Again, this code can be downloaded from the: GENOS GIT




PCA Code




  1 % ######################################################################
  2 %%                PRINCIPAL COMPONENTS ANALYSIS
  3 % ######################################################################
  4 
  5 
  6 clc; close all; clear; rng('shuffle')
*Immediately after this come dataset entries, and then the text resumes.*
PR #2026, opened 2019-01-04
Update player_countMagazines.sqf

F507DMT:
Variables("_item","_val","_max") get lost in other scripts, causing errors.

### DIFF
--- a/SQF/dayz_code/compile/player_countMagazines.sqf
+++ b/SQF/dayz_code/compile/player_countMagazines.sqf
@@ -4,7 +4,7 @@
 	return all player magazines with ammo count
 */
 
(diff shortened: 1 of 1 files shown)


Treuce:
Would it not be easier to just rework that script to skip the gear dialog creation aswell?

F507DMT:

  7 cd(fileparts(which('GENOS.m')));
  8 
  9 
 10 MATDATA = 'ADSPdata.mat';
 11 which(MATDATA)
 12 load(MATDATA)
 13 
 14 clearvars -except ADSP
 15 
 16 
 17 
 18 %% CARBON COPY MAIN VARIABLES FROM ADSP.STRUCT
 19 
 20 LOCI = ADSP.LOCI(:,1:17);
 21 CASE = ADSP.CASE;
 22 CTRL = ADSP.CTRL;
 23 PHEN = ADSP.PHEN;
 24 
 25 clearvars -except ADSP LOCI CASE CTRL PHEN
 26 
 27 
 28 
 29 
 30 
 31 %###############################################################
 32 %%       DETERMINE WHICH PARTICIPANTS TO KEEP
 33 %###############################################################
 34 
 35 
 36 
 37 PHE = PHEN(PHEN.TOTvars>14000,:);
 38 
 39 
 40 PHECASE = PHE(PHE.AD==1,:);
 41 PHECTRL = PHE(PHE.AD==0,:);
 42 
 43 
 44 clearvars -except ADSP LOCI CASE CTRL PHEN PHE PHECASE PHECTRL
 45 
 46 
 47 
 48 %###############################################################
 49 %%          COUNT NUMBER OF VARIANTS PER LOCI
 50 %###############################################################
 51 
 52 % The varsum() function will go through each known variant loci
 53 % and check whether anyone's SRR ID from your subset of IDs match
 54 % all known SRR IDs for that loci. It will then sum the total
 55 % number of alleles (+1 for hetzy-alt, +2 for homzy-alt) for each
 56 % loci and return the totals.
 57 
 58 
 59 [CASEN, CTRLN] = varsum(CASE, PHECASE.SRR, CTRL, PHECTRL.SRR);
 60 
 61 
 62 % SAVE COUNTS AS NEW TABLE COLUMNS
 63 LOCI.CASEREFS = numel(PHECASE.SRR)*2-CASEN;
 64 LOCI.CTRLREFS = numel(PHECTRL.SRR)*2-CTRLN;
 65 LOCI.CASEALTS = CASEN;
 66 LOCI.CTRLALTS = CTRLN;
 67 
 68 
 69 clearvars -except ADSP LOCI CASE CTRL PHEN PHE PHECASE PHECTRL
 70 
 71 
 72 
 73 
 74 
 75 
 76 
 77 %###############################################################
 78 %%               COMPUTE FISHER'S P-VALUE
 79 %###############################################################
 80 
 81 
 82 % COMPUTE FISHERS STATISTICS FOR THE TRAINING GROUP
 83 [FISHP, FISHOR] = fishp_mex(LOCI.CASEREFS,LOCI.CASEALTS,...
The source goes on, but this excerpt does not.